May I suggest Rosemary, tea tree, clary sage... ? A good book on aromatherapy to give a suggested dose might help but I would stay under a 2% concentration and do a test patch.

I saw a video recently on this....
[ame]http://youtu.be/gdMZeDRwRKc[/ame]

Let us know what you come up with and your results please!


----------



## manwithbeers (Jul 21, 2013)

Looking through my collection... I found the following in: Aromatherapy A Complete Guide to the Healing Art, second edition, by Kathi Keville and Mindy Green

15 drops ho or sandalwood essential oil
5 drops cypress essential oil
5 drops sage essential oil
5 drops coriander or lavender essential oil
2 ounces aloe vera juice or witch hazel
1 tablespoon alcohol (Vodka)

add to a spray bottle and spray to apply.
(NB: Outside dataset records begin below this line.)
PR #238, opened 2021-10-11
Enable JDK11 in Jenkinsfile

aneveux:
Hello :wave: 

Here is a simple PR enabling JDK11 in the Jenkinsfile of this plugin, helping the global support of Java 11 in Jenkins plugins.

Please let me know if anything needs to be updated or if I missed something. Thanks a lot!

On my side, I validated that compilation + tests were running fine with JDK11. I could not validate the execution on Jenkins though, hence just modifying the Jenkins file and following the CI execution here.

### DIFF
--- a/Jenkinsfile
+++ b/Jenkinsfile
@@ -1,1 +1,5 @@
-buildPlugin()
+buildPlugin(configurations: [
+                [platform: 'linux', jdk: '8'],
+                [platform: 'linux', jdk: '11'],
+                [platform: 'windows', jdk: '11'],
+            ])


jglick:
I do not think we should waste time running tests using two different Java versions on Windows. We have enough problems keeping the Windows agents running as it is, without adding extra load. So long as at least one branch tests Linux, at least one Windows, at least one JDK 8, and at least one JDK 11, all should be fine; it is extremely unlikely that there would be undetected bug affecting only Windows _and_ only on a specific Java version. Actually I am inclined to think even the current matrix is wasting CI resources—my preference would be for Linux/11 + Windows/8, to minimize resource usage while retaining good coverage. (Better than Linux/8 + Windows/11 because you do not want all the weirdness in one branch—if you see a strange test failure that might be platform-specific, you want to be able to tell immediately if the problem is Windows or the problem is Java 11.)

PR #248, opened 2021-11-12
Refer to icons using classes instead of filenames

zbynek:
SVG icons from core (added in https://github.com/jenkinsci/credentials-plugin/pull/230 ) can be referenced by class instead of depending on file location in core. That should be more future-proof and seems to be the preferred way.

- [n/a] Link to relevant issues in GitHub or Jira
- [n/a] Ensure you have provided tests - that demonstrates feature works or fixes the issue

### DIFF
--- a/pom.xml
+++ b/pom.xml
@@ -67,7 +67,7 @@
   <properties>
     <revision>2.6.3</revision>
     <changelist>-SNAPSHOT</changelist>
-    <jenkins.version>2.289.1</jenkins.version>
+    <jenkins.version>2.303.1</jenkins.version>
     <java.level>8</java.level>
     <antlr4.version>4.9.2</antlr4.version>
   </properties>
--- a/pom.xml
+++ b/pom.xml
@@ -67,7 +67,7 @@
   <properties>
     <revision>2.6.3</revision>
     <changelist>-SNAPSHOT</changelist>
-    <jenkins.version>2.308</jenkins.version>
+    <jenkins.version>2.289.1</jenkins.version>
     <java.level>8</java.level>
     <antlr4.version>4.9.2</antlr4.version>
   </properties>
--- a/src/main/webapp/images/credential.svg
+++ b/src/main/webapp/images/credential.svg
@@ -12,7 +12,6 @@
    xmlns:inkscape="http://www.inkscape.org/namespaces/inkscape"
    inkscape:export-ydpi="90"
    inkscape:export-xdpi="90"
-   inkscape:export-filename="/Users/stephenc/src/plugins/cloudbees-registration-plugin/src/main/webapp/images/48x48/credentials.png"
    sodipodi:docname="credentials.svg"
    inkscape:version="0.48.2 r9819"
    sodipodi:version="0.32"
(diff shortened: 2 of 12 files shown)


zbynek:
CC @NotMyFault @Wadeck @jglick

NotMyFault (approved):
Looks good to me, but it works as well on a lower baseline such as 2.277, based on my testing.

src/main/webapp/images/credential.svg
```diff
@@ -12,7 +12,6 @@
    xmlns:inkscape="http://www.inkscape.org/namespaces/inkscape"
    inkscape:export-ydpi="90"
    inkscape:export-xdpi="90"
-   inkscape:export-filename="/Users/stephenc/src/plugins/cloudbees-registration-plugin/src/main/webapp/images/48x48/credentials.png"
```
jglick, line 15: Fine, but why here?

pom.xml
```diff
@@ -67,7 +67,7 @@
   <properties>
     <revision>2.6.3</revision>
     <changelist>-SNAPSHOT</changelist>
-    <jenkins.version>2.308</jenkins.version>
+    <jenkins.version>2.289.1</jenkins.version>
```
jglick, line 70: Does not match https://github.com/jenkinsci/credentials-plugin/blob/15eb87b73807f41a5c6fadf59521ba755262d538/pom.xml#L92

jglick (changes requested):
Other than the BOM mistake, seems OK in principle, assuming it has been tested and indeed works as expected both on the newly lower baseline and on current weeklies. The icon class change seems right; the baseline version change seems unnecessary, especially given that we are already accommodating current plugin releases in https://github.com/jenkinsci/bom/pull/691.

pom.xml
zbynek: Thanks, bumped to 2.303.1

pom.xml
```diff
@@ -67,7 +67,7 @@
   <properties>
     <revision>2.6.3</revision>
     <changelist>-SNAPSHOT</changelist>
-    <jenkins.version>2.308</jenkins.version>
+    <jenkins.version>2.303.1</jenkins.version>
```
jglick, line 70: Still believe this is unnecessary (generally prefer to build & test against the version which actually forced the original change) but :shrug: either should be OK.

jglick (approved):
Looks OK. Not tested.

pom.xml
NotMyFault: At this point we can even use the next LTS baseline, but eh.

jglick: So
```suggestion
    <jenkins.version>2.308</jenkins.version>
```
and just reword PR to say that it is improving icon display, or whatever it is. Not really up to speed on icon handling in Jenkins so I am not sure what the practical impact is of this change. Do not care about publishing updates for 2.303.x users; if they want updates for anything, start by moving to 2.319.x.

zbynek: Thanks for the feedback. Core version reverted and decription updated.

jglick:
CI problem with Artifactory, trying to trigger a fresh build (for some reason the gesture on the **Checks** tab is not working)…

timja:
> CI problem with Artifactory, trying to trigger a fresh build (for some reason the gesture on the **Checks** tab is not working)…

If checkout fails then blue ocean replay and checks re-run doesn't work. Needs a build now clicked or this

PR #249, opened 2021-11-13
[JENKINS-67132] Fix NPE in isUsernameSecret

MarkEWaite:
[JENKINS-67132](https://issues.jenkins.io/browse/JENKINS-67132) reports a  null pointer exception reading the nullable field isUsernameSecret.  Check the field for null before returning it as a boolean type.

Did not provide a test.  If one is required, will work on that later

### DIFF
--- a/src/main/java/com/cloudbees/plugins/credentials/impl/UsernamePasswordCredentialsImpl.java
+++ b/src/main/java/com/cloudbees/plugins/credentials/impl/UsernamePasswordCredentialsImpl.java
@@ -104,7 +104,7 @@ public class UsernamePasswordCredentialsImpl extends BaseStandardCredentials imp
 
     @Override
     public boolean isUsernameSecret() {
-        return usernameSecret;
+        return usernameSecret == null ? false : usernameSecret;
     }
 
     @DataBoundSetter


jglick (commented):
How is this reproduced? https://github.com/jenkinsci/credentials-plugin/blob/f09ec61224ef98165ee942349b5c20d670a7820b/src/main/java/com/cloudbees/plugins/credentials/impl/UsernamePasswordCredentialsImpl.java#L61 and https://github.com/jenkinsci/credentials-plugin/blob/f09ec61224ef98165ee942349b5c20d670a7820b/src/main/java/com/cloudbees/plugins/credentials/impl/UsernamePasswordCredentialsImpl.java#L82-L87 ought to have covered all the possibilities.

daniel-beck:
Per my comment in https://issues.jenkins.io/browse/JENKINS-67132, visibility of https://github.com/jenkinsci/credentials-plugin/blob/f09ec61224ef98165ee942349b5c20d670a7820b/src/main/java/com/cloudbees/plugins/credentials/impl/UsernamePasswordCredentialsImpl.java#L82 might be the cause for https://github.com/search?q=org%3Ajenkinsci+%22extends+UsernamePasswordCredentialsImpl%22&type=code

The report mentions Openshift/Openstack, which could be at a glance `OpenShiftBearerTokenCredentialImpl` and `OpenstackKeystoneV3`.

src/main/java/com/cloudbees/plugins/credentials/impl/UsernamePasswordCredentialsImpl.java
```diff
@@ -104,7 +104,7 @@ public String getUsername() {
 
     @Override
     public boolean isUsernameSecret() {
-        return usernameSecret;
+        return usernameSecret == null ? false : usernameSecret;
```
jglick, line 107: Wrong default.

jglick (changes requested):
I am preparing a proper fix, with test.

MarkEWaite:
Closing this pull request since @jglick will provide a better fix.  Thanks @jglick !

PR #255, opened 2021-12-12
Improve UI with modernise form in core

timja:
see https://github.com/jenkinsci/jenkins/pull/5923

I don't think this will be compatible with the UI so will need to bump baseline once released

image

image


jglick:
Any relation to #287?

timja:
> Any relation to #287?

Yeah this was an earlier fix although pretty sure I fixed it in #287 as well having completely forgotten about this PR.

I would expect rosemary would also be a substitute for sandalwood and it's a pretty unisex scent too.

Good luck!


----------



## Sapwn (Jul 21, 2013)

Thank you all for the answers.

Ancel, I tried this recipe without the beeswax.
It doesn't last for more than two hours. Not really a deodorant.


----------



## lsg (Jul 21, 2013)

You can make your own alum deodorant crystal.  I purchased one and it works, but I have never tried to make one.

http://www.ehow.com/how_5877835_make-own-crystal-deodorant.html


----------



## mel z (Jul 25, 2013)

Try replacing baking soda with arrow root powder.

Instead of beeswax use a hard butter like cocoa butter or shea butter.


----------



## Sapwn (Jul 25, 2013)

lsg said:


> You can make your own alum deodorant crystal. I purchased one and it works, but I have never tried to make one.
> 
> http://www.ehow.com/how_5877835_make-own-crystal-deodorant.html


Thank you for the suggestion. I have used an alum block but it irritates my skin. 







mel z said:


> Try replacing baking soda with arrow root powder.
> 
> Instead of beeswax use a hard butter like cocoa butter or shea butter.


 
I replace in every recipe beeswax with cocoa butter and shea butter.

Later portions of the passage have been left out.